Secondly, when thinking about any kind of statistical analysis, data needs to be taken in the context in which it is provided. However, this ‘paradox’ is entirely arithmetic. There is no explicit reference to the pharmaceutical nature of the situation in the data. Suppose instead we had presented the figures in a sporting context.

Australia Bangladesh
Innings Runs Average Innings Runs Average
Cook 2 60 30 2 120 60
Strauss 1 20 20 4 200 50

This table presents essentially the same numerical information in the context of two batsmen’s performances against two different countries. Against both Australia and Bangladesh, Cook has a higher average than Strauss, but as before, when the total average is calculated, Strauss with 44 emerges above Cook with 40. But in this setting, it all makes a lot more sense. Of course Strauss’ average will be relatively inflated because he has spent much more time playing against easier opposition.

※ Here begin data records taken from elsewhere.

PR #594, opened 2022-12-21
Fix OPA package build

uri-weisman:
**What does this PR do?**

Change the way we build OPA's bundle.
Before the change, we used the existing csp-security-policies go mod dependency (didn't require fetching the repo) - it was a dirty hack and we don't hold a `go.mod` in the policies repo anymore.

The new solution clones the csp-security-policies, find the latest tag which is not pre-release, and build the OPA bundle.

**Related Issues**
- https://github.com/elastic/csp-security-policies/pull/151

**Checklist**


eyalkraft:
How can we easily know with what version (commit/tag) of the policies repo is a specific cloudbeat commit built?
How can we control it?

(yet another reason to merge the repos :P)

uri-weisman:
> How can we easily know with what version (commit/tag) of the policies repo is a specific cloudbeat commit built? How can we control it?
> 
> (yet another reason to merge the repos :P)

Definitely another reason to merge.
I'm logging the commit + tag that is used for the bundle build.
Currently, we don't have any control over it, I can provide a `tag` param to the `BuildOpaBundle` function in case we want to override the release.

oren-zohar (changes requested):
Fetching the latest release is a breaking change. We need to discuss the right strategy before doing so (adding automation for it + branching strategy in csp-rego-policies repo) so it's still too early for this change. Thanks for the initiative, either way, we will probably use this PR as ref in the future. Let's keep the previous behavior which was fetching a specific release version, we can set this version in `version/policy.go`

magefile.go
```diff
@@ -340,11 +339,43 @@ func PythonEnv() error {
...
+	}
+
+	// Find the commit associated with the relevant policy version tag
+	policyVersion := version.PolicyVersion().Version
+	ref, err := repo.Tag(policyVersion)
+	if err != nil {
+		return err
+	}
+
+	log.Printf("Latest production release commit hash:", ref.Hash())
```
oren-zohar, line 367: missing a placeholder

magefile.go
```diff
@@ -340,11 +339,43 @@ func PythonEnv() error {
...
 	if err != nil {
 		return err
 	}
 
-	return sh.Run("bin/opa", "build", "-b", cspPoliciesPkgDir+"/bundle", "-e", cspPoliciesPkgDir+"/bundle/compliance")
+	if err = wt.Checkout(&git.CheckoutOptions{Hash: ref.Hash()}); err != nil {
+		return err
+	}
+
+	sh.Run("bin/opa", "build", "-b", cspPoliciesPkgDir+"/bundle", "-e", cspPoliciesPkgDir+"/bundle/compliance")
```
oren-zohar, line 378: error handling could be useful here

oren-zohar (changes requested):
Thanks :pray: small comments

amirbenun:
This PR actually goes against our decision on [Define new release process for csp-security-policies](https://github.com/elastic/security-team/issues/2979).
Once a PR is merged to csp-security-policies repository it will be much easier to upgrade the dependency in cloudbeat using a `go get` command (as it used to be before that PR).
Can someone share more information about the reasoning behind that change?

oren-zohar:
> This PR actually goes against our decision on https://github.com/elastic/security-team/issues/2979.

How does it go against it?

> Once a PR is merged to csp-security-policies repository it will be much easier to upgrade the dependency in cloudbeat using a go get command (as it used to be before that PR).

https://github.com/elastic/csp-security-policies is no longer a go package (since we removed all go files and go.mod)

amirbenun:
I wasn't realized we removed the go files, makes more sense then.
And it goes against our decision because the dependency PRs to cloudbeat will be easier to automate with a `go get` command instead of changing a specific line of a specific file.

uri-weisman:
> I wasn't realized we removed the go files, makes more sense then. And it goes against our decision because the dependency PRs to cloudbeat will be easier to automate with a `go get` command instead of changing a specific line of a specific file.

As @oren-zohar mentioned, the CSP-policies can't be a go package anymore so this PR was a quick fix.
The following [code](https://github.com/elastic/cloudbeat/pull/594/commits/22a648e1571800289da376a57a64a87568886428#diff-520109d035a196d29d0a86e9c4e6c98e98abf056141b84df68c0d48167b87b25R381-L409) can help us with automating this process in the future, it basically retrieves the commit hash of the latest prod release.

Perhaps the most intelligent remark to make is that given the original data, to add the results of the two tests is absurd. The success or otherwise of a drug should be reasonably constant (to within whatever we mean by reasonable statistical error) across two tests. If we get wildly different figures, especially for the placebo data (!), then the only conclusion can be that there are some other factors affecting the patients which we haven’t accounted for, but which are having a much greater effect than the drug! (Note that this doesn’t apply in the cricket framework, because there is no reason to suppose that a batsman’s performance in one series should be similar to any other. But in this case, we have previously justified this adding of contrasting data, so all is fine.)

Most articles about a paradox would conclude by giving general advice about avoiding the pitfalls. And I guess in this situation it’s not too tricky: relative sample sizes are a factor in determining net averages; and adding test results which are completely different can be dangerous even if they both give the same crude conclusion. Perhaps the best moral might be that, while school statistics courses are often forced to encourage an attitude of ‘if in doubt, draw a histogram’, having a think about the underlying situation can be useful before getting deep into some number-crunching.